Humidity challenges for aircraft maintenance and storage facilities

Aircraft encounter a vast range of weather, temperature and air conditions in flight, while taxiing and when inside service and maintenance facilities. Their structures feature lots of different materials, surfaces and cavities, and different parts of the plane are at very different temperatures at the same time.

All this adds up to ideal conditions for the formation of condensation, and the corrosion, downtime and maintenance costs that result from this.

Traditional stop-gaps like heating, fans and ventilation are simply incapable of dealing with the many problems caused by uncontrolled humidity and condensation. Replacing one body of air plagued by uncontrolled humidity with another – with just as little control – doesn’t make the problem go away.

Eliminating the problem

Temperature differences between hot or cold materials and the surrounding air result in pretty-much-ideal conditions for corrosion on metal aircraft parts as well as readiness-impacting glitches in both mechanicals and electronics.

In commercial aviation, aircraft only earn revenue when they’re in service. For military operators, mission availability and force effectiveness depend on the required number of aircraft being serviceable at the right time.

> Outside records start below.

PR #1850, opened 2020-02-13
Support history searching in REPL

shendiaomo:
This change is different from traditional `reverse-i-search` in that:
1. Use an auto-completion UI to display the command history.
1. Support back-and-forth search while `reverse-i-search` only search back

There's one pitfall:
1. `go-prompt` 's completion will stop at whitespace or `=`, which means a user had better avoid input the special characters

TODO:
1. Find a mechanism to fix the pitfall
1. Add unit test for this feature

### DIFF
--- a/cmd/repl/prompt.go
+++ b/cmd/repl/prompt.go
@@ -71,7 +71,8 @@ type promptState struct {
 	livePrefix                     string
 	enableLivePrefix               bool
 	keywords                       []string
-	history                        []string
+	history                        []prompt.Suggest
+	inSearching                    bool
 	historyFileName                string
 	estimatorCls                   string
 	modelParamDocs                 map[string][]prompt.Suggest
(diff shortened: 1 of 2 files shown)


cmd/repl/prompt.go
```diff
@@ -287,12 +312,16 @@ var consoleWriter = prompt.NewStdoutWriter()
 
 func runPrompt(cb func(string)) {
 	state := newPromptState()
+	history := []string{}
+	for _, h := range state.history {
+		history = append([]string{h.Text}, history...)
+	}
```
weiguoz, line 318: Revert `state.history`?

shendiaomo: Yes，because `state.history` is loaded reversely to make the history completion show recent commands first.

weiguoz (approved):

PR #1851, opened 2020-02-13
Make ExplainStmt.Into optional

weiguoz:


tmp_estimator_name
```diff
@@ -0,0 +1 @@
+DNNClassifier
```
tonyyang-svail: Is this file a leftover for debugging?

typhoonzero: This is a file fetched from OSS when predicting a model, should add this in `.gitignore`

wangkuiyi (dismissed):

wangkuiyi (approved):

PR #1855, opened 2020-02-14
Rename shap_summary to summary to be consistent in all explainers

shendiaomo:


weiguoz:
Several months ago, I was not sure if the SQLFlow uses any other explainer, and the `shap_summary` implied the attribute came for `SHAP`.
It looks like no other explainers planned for the short term, so I agree to rename `shap_summary` to `summary`.

weiguoz (approved):
Several months ago, I was not sure if the SQLFlow uses any other explainer, and the shap_summary implies the attribute comes for SHAP.
It looks like no other explainers planned for the short term, so I agree to rename shap_summary to summary.

PR #1856, opened 2020-02-14
Fix category hash data type

typhoonzero:
- Fix `category_id_with_hash_buckets` support string and int data types.
- Add more CTR test cases


tonyyang-svail (approved):
LGTM.

PR #1859, opened 2020-02-14
Enable UNION clause for calcite and mysql

shendiaomo:
This is similar to #1849 .
The following statement is supported now
```sql
(SELECT *  FROM fraud.train WHERE class=0 LIMIT 1024) UNION (SELECT * FROM fraud.train WHERE class=1) TO TRAIN ...;
```


tonyyang-svail (approved):
LGTM++

tonyyang-svail:
Note: the added `(SELECT *  FROM fraud.train WHERE class=0 LIMIT 1024) UNION (SELECT * FROM fraud.train WHERE class=1) TO TRAIN ...;` test cases also passed on HiveQL parser.

PR #1864, opened 2020-02-17
Improve history completer

shendiaomo:
This is an improvement for #1850 
history_search


cmd/repl/emacs_key_bindings.go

In addition, military operations now often involve increasing emphasis on expeditionary, multi-force deployments – which can mean maintenance work has to be carried out in less-than-ideal conditions in unpredictable, extreme environments as well as in temporary structures.

You can notch up a whole series of practical, cost-saving benefits by controlling the point at which the water vapour in the air inside your hangar or maintenance facility condenses (the dew point), so such condensation problems simply cannot arise. Bringing the relative humidity below 65% at 20oC – and keeping it there – completely does away with any condensation problems you may be encountering in your organisation’s aircraft maintenance setup.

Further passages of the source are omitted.